What I learned at PASS - ETL in Queries.

I attended only a small number of the talks at PASS.  I really enjoyed Bob Ward's talk on memory and Paul Randal's talk on DBCC corruption/repair.  Otherwise, I spent a lot of time answering questions from customers.  LOTS of questions.  So many questions I pretty much lost my voice.

Overall, I was amazed at how many people had challenging questions at PASS - I didn't expect to be busy for the whole day answering questions like that - I conclude that SQL Server users are all above average, better looking, and generally smarter than non-SQL Server users :).

While I received lots of questions, advice, feature requests, requests to debug live servers, and much more, the topic that came up the most was ETL - lots of data loading questions, specifically.  So, I'll talk a bit about data loading in SQL Server and in query plans.

Most query plans are complicated because we have to deal with tree normalization, statistics, exponential search spaces, and a host of other problems.  Whenever you have queries with lots of joins, this is typically the kind of stuf that I end up examining to see why a query is fast or slow.  ETL _can_ be about this, but often this is more about how much computing power you can throw at the problem. 

In automotive terms, algorithmic optimization is about knowing what gear to use, what line to take in the turns, and when to do smart things like draft on someone else.  Loading lots of data, on the other hand,  is about horsepower.  The more, the merrier.

As I had this conversation a few times with customers, I'll share questions and typical answers I got while working on this:

1. Have you separated out the major streams of data in your system?  Is your data on a different drive than your log and a different drive again from tempdb?  If they are on different drives, do you need different storage controllers?

2. Some people buy storage aggregators - basically lots of hard drives in big striping solutions over a LOT of drives (think RAID).  These are nice because you can theoretically load at the throughput of more drives.  You can either federate traffic on these (put tempdb on a subset of the drives, for example) or buy multiple aggregation solutions, one for each set of traffic if you prefer. 

Remember, traditional drives are fastest at sequential writes because moving the disk head is relatively expensive.  So, you want to minimize disk head seeks which means writing sequentially when possible.  I had one customer who had put far more files than spindles on this, and I have no idea why (if someone has a good reason, let me know - I don't buy these things every day, so perhaps there is a good reason that eludes me).

So most of this advice from the first two is simple - separate things out so you can get greater throughput.

 Now we get into the more interesting things.

3. bulk insert can work in parallel.  regular insert typically doesn't.  SQL Server can't support more than one writer to a table in a single query, typically.  So, often you get blocked on this if you want to insert into an existing table (as bulk insert has restrictions).  So, if you want to add more stuff into your table quickly, consider partitioning.  You can create a new table, bulk insert into that table, and then SWITCH the partion into your big table.  In fact, we did substantial work in SQL 2005 and 2008 to make that work well.  It's called the Sliding Window Scenario (look it up in Books Online).

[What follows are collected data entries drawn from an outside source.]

PR #50, opened 2016-06-13
dbcheck: do not find empty path as bad.

mastervolkov:
In file src/cats/bvfs.c function bvfs_parent_dir return '\0' as root
path, but in file src/dird/dbcheck.c function repair_bad_paths check
is "WHERE Path NOT LIKE '%/'". That query always find "root" = NULL
as bad and always fix that.

Current patch change that query to "WHERE Path NOT LIKE '%/' AND NOT
NULL", which solves the problem.

### DIFF
--- a/src/dird/dbcheck.c
+++ b/src/dird/dbcheck.c
@@ -1298,7 +1298,7 @@ static void repair_bad_paths()
 
    printf(_("Checking for Paths without a trailing slash\n"));
    query = "SELECT PathId,Path from Path "
-           "WHERE Path NOT LIKE '%/'";
+           "WHERE Path NOT LIKE '%/' AND NOT NULL";
    if (verbose > 1) {
       printf("%s\n", query);
    }


pstorz:
Hello,

I don't understand why this patch is needed; dbcheck checks what is stored in the path table, while bvfs_parent_dir() gives the parent dir in the virtual filesystem. The output of bvfs_parent_dir() is never stored into the database as far as I know.

If you can show a testcase where you can show that there is a problem, I will have a look but for now I don't see that this patch is needed.

Thanks for helping us with the project.

Best regards,

Philipp

mastervolkov:
Of course.

1. Do 'bareos-dbcheck -v -f ' and fix any problem
2. In bareos-dbcheck we do "4) Repair bad Path records"
```
Checking for Paths without a trailing slash
Found 0 bad Path records.
```
3. In bconsole we do '.bvfs_update jobid=AnyRealJob'
4. In bareos-dbcheck we do "4) Repair bad Path records"
```
Checking for Paths without a trailing slash
Found 1 bad Path records.
```

Repeated 100% on bareos-dbcheck "4) Repair bad Path records" after any .bvfs_update jobid

pstorz:
Ok, I see. Thank you.

Would not be the right solution to make bvfs_parent_dir() return '/' instead of NULL as root path?

mastervolkov:
Can be problem for windows fileset with letter... But i not sure

чт, 21 июля 2016, 13:30 pstorz <notifications@github.com>:

mastervolkov:
return '/' could create a problem for Win clients.

In next output i do .bvfs_lsdirs for Windows (jobid=4) and Linux (jobid=5) jobs. In Windows jobs first '/' unneded and drive letter used.

```
*.bvfs_update jobid=4
*.bvfs_lsdirs jobid=4 path=
243170  0       0       0       A A A A A A A A A A A A A A     .
243169  0       0       0       A A A A A A A A A A A A A A     E:/
*.bvfs_update jobid=5
*.bvfs_lsdirs jobid=5 path=
243170  0       0       0       A A A A A A A A A A A A A A     .
243172  0       0       0       A A A A A A A A A A A A A A     /
```

mastervolkov:
Do I need to do another pull request?(Just the status is closed, but fix adsent in master).
Or @pstorz already added fix and merge later?

pstorz:
Hello,

No, you don't need to add another pull request.
Your change does not fix the problem, it only fixes the symptoms.
The problem is that an empty path is added to the database which does not make sense.

We have a patch that fixes that problem but that needs to be tested a bit more.

thanks and best regards,

Philipp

 If you understand that query plans can't write to a single rowset in parallel, you'll understand the bottleneck from 1-2 to 3.  If you hit the rate at which your CPU and memory can push rows for a single thread, you're in trouble.  So, federating your work is key to a highly scalable app.  So, you can bulk insert into the same table with multiple threads and you can do multiple partitions-to-be at the same time.  This lets you exploit all of the CPU cores you have as well.  Eventually you will run out of something else (memory bandwidth?), but by now I'll say that most of the customers are happy

The advice is basic, but most of the problems I saw around loading lots of data boiled down to one of these problems - understand how to keep all of the drives busy and then all of the CPUs busy and as productive as possible, and then you will maximize your hardware.